Monday, January 30, 2017

Compaction stalls: something to make better in RocksDB

In previous results that I shared for the insert benchmark it was obvious that MyRocks throughput is steady when the workload transitions from in-memory to IO-bound. The reason is that non-unique secondary index maintenance is read-free for MyRocks so there are no stalls for storage reads of secondary index pages. Even with the change buffer, InnoDB eventually is slowed by storage reads and by page writeback.

It was less obvious that MyRocks has more variance on both the in-memory and IO-bound insert benchmark tests. I try to be fair when explaining storage engine performance so I provide a few more details here and results for InnoDB in MySQL 5.7.10 & 5.6.26 along with MyRocks from our fork of MySQL 5.6. The binlog was enabled for all tests, fsync-on-commit was disabled and 16 clients inserted 500m or 2b rows into 16 tables in PK order. Each table has 3 secondary indexes. For MyRocks I made one configuration change from the earlier result. I changed level0_slowdown_writes_trigger from 10 to 20 to reduce compaction stalls. This has a potential bad side effect of making queries slower, but this test was insert-only.

For both graphs the y-axis is the average insert rate per 5-second interval and the x-axis is the interval number. I used mstat to collect the data.

The goal is to match InnoDB in MySQL 5.7 in quality of service while providing much better throughput. We have some work to do. On the bright side, this is an opportunity for someone to make RocksDB better.

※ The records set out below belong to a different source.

PR #7230, opened 2025-04-25
fix(cmake): Correctly report system BLAS in summary

sincethestudy:
# fix(cmake): Correctly report system BLAS in configuration summary

## Type

## Motivation and Context

When configuring Open3D with the `USE_SYSTEM_BLAS=ON` option, the final configuration summary table incorrectly reported `BLAS ..... no`. This occurred even though CMake successfully found the system BLAS/LAPACK libraries and configured the build to use them (verified via `CMakeCache.txt` and the addition of the `USE_BLAS` preprocessor definition).

This misleading summary output could cause confusion for users building with system BLAS. This change corrects the summary output to accurately reflect the configuration.

## Checklist:

-   [ ] I have run `python util/check_style.py --apply` to apply Open3D **code style** to my code. 
    -   [ ] I have added or updated C++ and / or Python **unit tests** OR included **test results** (e.g. screenshots or numbers) here.
    
## Description

This PR modifies the `cmake/Open3DPrintConfigurationSummary.cmake` script.

The original logic for printing the status of third-party dependencies checked for the existence of an internal CMake target (`Open3D::3rdparty_${dep_lower}`). However, when `USE_SYSTEM_BLAS=ON`, this target (`Open3D::3rdparty_blas`) is apparently not created, causing the script to fall into the `else` block and print `"no"`.

The fix adds a specific condition within this `else` block: if the dependency being checked is `"BLAS"` and the `USE_SYSTEM_BLAS` variable is ON, it now correctly prints `"yes (system)"` instead of `"no"`. This ensures the summary accurately reflects the use of a system-provided BLAS library.

**Before:**
-- Third-Party Dependencies: -- BLAS .................................... no
**After:**
-- Third-Party Dependencies: -- BLAS .................................... yes (system)


ssheorey (approved):
Thanks @sincethestudy !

The first graph is for the in-memory workload where all data is cached by the storage engine, nothing is read from storage, but many storage writes are done to persist the changes. InnoDB with MySQL 5.7 is much faster than with 5.6. It also has the least variance. MyRocks has the most variance and that is largely from compaction stalls when there are too many files in level 0 of the LSM tree.


The second graph is for the IO-bound workload. The graph ends first for MyRocks because it sustains the highest average insert rate. But it also has a thick line because of variance. InnoDB from MySQL 5.6 also has a lot of variance.


  1. Great post, I love to see charts presented in such a way as seeing the bands of expected iops is useful. From the look of things for my rocks, there are two distinct areas where consistency suffers. I agree that the behavior looks like stalls from compaction. I imagine that 99th (and other) percentile latency spikes around the same time.

    As a db for things that do a lot of analytics or churn through larger workloads that are write heavy via a lot of workers, this is ok. I am not sure if the read latency and QPS is affected while a compaction is happening. That would be an interesting question, as it is more representative of the workload of a large job kicking off while production user facing reads are happening.

    I am somewhat impressed with the burst performance for 5.7 : with memory available 3m inserts can happen in 100s. As per your previous post, of course, in a longer running job my rocks does things very consistently.

    1. I have results for reads concurrent with insert benchmark writes. I have yet to publish it. The summary is that MyRocks does much better than InnoDB. The problem for InnoDB is that dirty page write-back falls behind so a query might need to read a page and to get a free-page from the buffer pool a dirty page must be written back. So the read is sometimes stalled by the writes.